Ensuring the U.S. Tax System Incentivizes U.S. Jobs and Innovation

As lawmakers have considered changes to the tax code over the years, a few common principles have underpinned those efforts. First, they have wanted to create incentives to locate jobs in the United States. Next, they have wanted to encourage companies to perform their research and development (R&D) – which usually means high-paying jobs – domestically. Lastly, they have wanted to provide incentives for businesses to locate their intellectual property (IP) in the U.S.

The Tax Cuts and Jobs Act (TCJA) shared these goals. However, as its implementation has moved forward, it has become clear that some of those objectives are being unintentionally undermined. Specifically, a provision governing how taxpayers allocate their expenses for purposes of calculating their foreign tax credits will have a significant impact on where companies locate vital R&D activities, which could encourage businesses to look to invest and innovate outside of the United States. That’s why ITI recently sent a letter to the U.S. Department of the Treasury asking that it provide relief to ensure that R&D will continue to be performed in the United States to the greatest extent possible.

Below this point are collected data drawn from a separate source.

Issue #3657, opened 2026-05-17
verify-reapply-patches: drifts when gsd-pristine/ snapshot is newer than backup-meta baseline


unepod:
### GSD Version

1.42.3

### Runtime

Claude Code

### Operating System

macOS

### Node.js Version

20.18.0

### Installation Method

npx get-shit-done-cc@latest (fresh run)

### What happened?

verify-reapply-patches.cjs (Step 5a binding gate)fails with `fail_user_lines_missing`, listing all upstream additions since the backup's original baseline as "missing" lines.
  Root cause: the verifier computes user-added lines as diff(backup, pristine_on_disk), but pristine_on_disk is from a later version than the backup, so the diff is inverted. The user's only real change (one frontmatter line) gets buried in dozens of false positives.

  Manually staging the correct pristine baseline from git (by matching backup-meta.json.pristine_hashes against `git log` blobs) and re-running with --pristine-dir/tmp/correct-baseline produces failures: 0.

### What did you expect?

 verify-reapply-patches.cjs (Step 5a binding gate) passes.

Proposed fix (either is sufficient)
  A) Make verify-reapply-patches.cjs git-aware: when the config dir is a git repo and backup-meta.json.pristine_hashes is present, walk `git log -- <file>` and pick the commit whose blob hash matches the recorded pristine. Use that as the baseline instead of (or in addition to) --pristine-dir.
  B) Have the installer re-anchor backup-meta.json.pristine_hashes to match the refreshed gsd-pristine/ snapshot whenever the snapshot is overwritten, so the two stay in sync.

### Steps to reproduce

  1. Install GSD v1.32.0 locally, modify .claude/agents/gsd-executor.md
     (e.g. add `model: sonnet` to frontmatter).
  2. Run /gsd:update through one or more intermediate versions
     (e.g. 1.32.0 → 1.41.2 → 1.42.3). At each step the installer
     refreshes .claude/gsd-pristine/ but never re-anchors
     .claude/gsd-local-patches/backup-meta.json.pristine_hashes.
  3. Run /gsd:update --reapply on 1.42.3.

### Error output / logs

```shell

```

### GSD Configuration

```json

```

### GSD State (if relevant)

```markdown

```

### Runtime settings.json (if relevant)

```json

```

### How often does this happen?

Every time (100% reproducible)

### Impact

Moderate — Feature is broken but I have a workaround

### Workaround (if any)

Three fix paths, in order of effort:

[...]

PR #3801, opened 2026-05-21
fix(3407): snapshot old release into gsd-pristine, not new

trek-e:
## Linked Issue

Fixes #3407

---

## What was broken

`saveLocalPatches()` wiped `gsd-pristine/` and re-populated it from `pristineCtx.packageSrc` (the **new** release source). For any file that changed between the old and new release, this wrote new-release bytes as the pristine baseline while `backup-meta.json` recorded old-release hashes — a guaranteed hash mismatch that triggered the `OK_PRISTINE_DRIFT_DETECTED` guard on every such file, causing it to skip the three-way diff and fall back to over-broad mode every time a user upgraded with local patches.

## What this fix does

Replaces the wipe-and-repopulate approach with a per-file preservation pass: if `gsd-pristine/<file>` already exists with `sha256 === originalHash` (as correctly set by the prior install), it is kept. If absent or hash-mismatched (stale from a previous buggy run), the file is removed so the verifier falls back cleanly to over-broad mode instead of reading wrong bytes.

## Root cause

`populatePristineDir()` was called in the **pre-wipe** `saveLocalPatches()` call with `packageSrc: src` (the new release). At that point, the correct pristine bytes were already on disk from the previous install. The function ran the install transform pipeline on the new source and wrote new-release bytes, creating a hash mismatch with the old-release hashes recorded in `backup-meta.json`. The `#3657` fix (`OK_PRISTINE_DRIFT_DETECTED`) was a symptom workaround — the root-cause stale write was never corrected until now.

From CONTRIBUTING.md L94–L103: this is a confirmed-bug fix scoped exactly to the reported issue.

### How I verified the fix

Test file `tests/bug-3407-pristine-stale-content.test.cjs` (4 tests):
- **Core regression**: simulate upgrade where file changed between v1 and v2; pre-populate `gsd-pristine/` with old-release bytes; call `saveLocalPatches` with new-release `packageSrc`; assert `gsd-pristine/` still has old-release bytes (sha256 comparison). **Failed before fix, passes after.**
- **Regeneration**: when gsd-pristine/ entry is absent and file is UNCHANGED between releases, hash-validated regeneration restores the pristine entry from new-release source. **Tests the regeneration path added in a31d997.**
- **Stale-pristine recovery** (F4, new): pre-populate `gsd-pristine/` with new-release bytes (exact pre-fix bug artifact); assert entry is ABSENT after fix run (stale detected and removed, regeneration discards mismatched candidate). **Would fail on old code.**
- **First-upgrade safety**: assert that when no prior pristine exists AND file changed, new-release bytes are NOT written as pristine. **Failed before fix, passes after.**

`gsd-test-summary --both` (2026-05-21):
- **Mac**: 3980 passed / 0 failed
- **Docker**: 12047 passed / 0 failed (flaky timing failures in unrelated `init.test.cjs` / `milestone-archive.test.cjs` / `concurrency-safety.test.cjs` are pre-existing on `main` and not caused by this change — zero diff to those files from this PR's commits)

### Regression test added?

Research and development is the lifeblood of the tech sector. Innovation fuels the economy and is the force that has allowed our companies to create new global products and industries. The tech sector as a whole spends over $200 billion every year on R&D, meaning that how it is treated for tax purposes is especially important to tech companies. In determining how these expenses should be allocated, Treasury has an opportunity to meaningfully impact where businesses will choose to locate these activities.

Expense allocation is important because it assigns indirect costs, such as a company’s rent, utilities, or R&D costs, to particular streams of income for tax purposes. After TCJA, there are six relevant streams or “baskets” of income – U.S.-generated income; Foreign-Derived Intangible Income (FDII); foreign “active” general income, which includes amounts that may be fully exempt from U.S. taxes, but any foreign taxes attributable to those amounts are not eligible for foreign tax credits; foreign passive income (including Subpart F); foreign branch income; and Global Intangible Low-Taxed Income (GILTI), which represents higher-than-normal returns on foreign tangible assets, which are presumed to come from intellectual property.

The amount of income in each “basket” once expenses have been allocated and deducted dictates the maximum amount of foreign tax credits that can be taken against U.S. taxes on income in that basket. Less income in a basket means that fewer foreign tax credits can be taken – which makes it less likely that a business will be able to receive credit for all of the foreign taxes it has paid on that stream of income. The effect is severe with GILTI income, because those foreign tax credits are already subject to a 20 percent cut and also cannot be carried over to a subsequent year. If they can’t be used in a given year because a taxpayer’s limitation is too low, they are lost permanently. This increases the effective tax rate on those income streams.

Because requiring U.S.-based R&D expenses to be allocated to GILTI income would reduce the amount of income in that basket, it also has the effect of reducing the amount of foreign tax credits that can be taken against taxes on that income. Unfortunately, this would serve to offset or even eliminate the benefits of domestic incentives like the R&D Tax Credit and create an incentive for companies to locate their R&D functions and the associated jobs elsewhere. For many companies who perform R&D around the world, how these expenses are allocated for tax purposes is critical in determining where their R&D activities will be located. Accordingly, ITI believes that the goal of promoting U.S.-based R&D would be best served by not requiring R&D expense to be allocated to GILTI income, which we outlined in our recent letter to Treasury.

Incentives aside, ITI also believes that this is the right answer from a tax policy perspective. Under the current regulations, companies are required to allocate expenses solely to classes of income that can “reasonably be expected to benefit, directly or indirectly, from the taxpayer’s research expense.” The regulations further provide that expenses should be allocated in a manner that reflects the factual relationship between the deduction and grouping of income. For companies who own their IP in the United States, the U.S. parent company benefits from the R&D expenditures – not the foreign subsidiaries who may be licensing the U.S.-based IP from the parent. Generally speaking, these foreign subsidiaries are not directly or indirectly benefiting from the improvements or breakthroughs that the R&D results in because their functions are limited to areas like manufacturing and sales. Therefore, their income is based on performing those functions, not the value of the U.S.-based IP.

Additionally, the structure of GILTI was originally designed to prevent taxpayers from incurring residual U.S. taxes if they were paying an effective tax rate above 13.125 percent. However, because foreign tax credits under GILTI are so limited, many taxpayers will face higher rates and the risk of double taxation. Allocating R&D expense to GILTI income increases that risk, another reason why it would benefit the system overall to not require these expenses to be apportioned to GILTI.

ITI shares the goals of TCJA and we look forward to working with Treasury as it moves ahead with finalizing implementation of this important law to ensure that new regulations, as well as existing regulations affected by the new system, continue to incentivize businesses to innovate in the United States.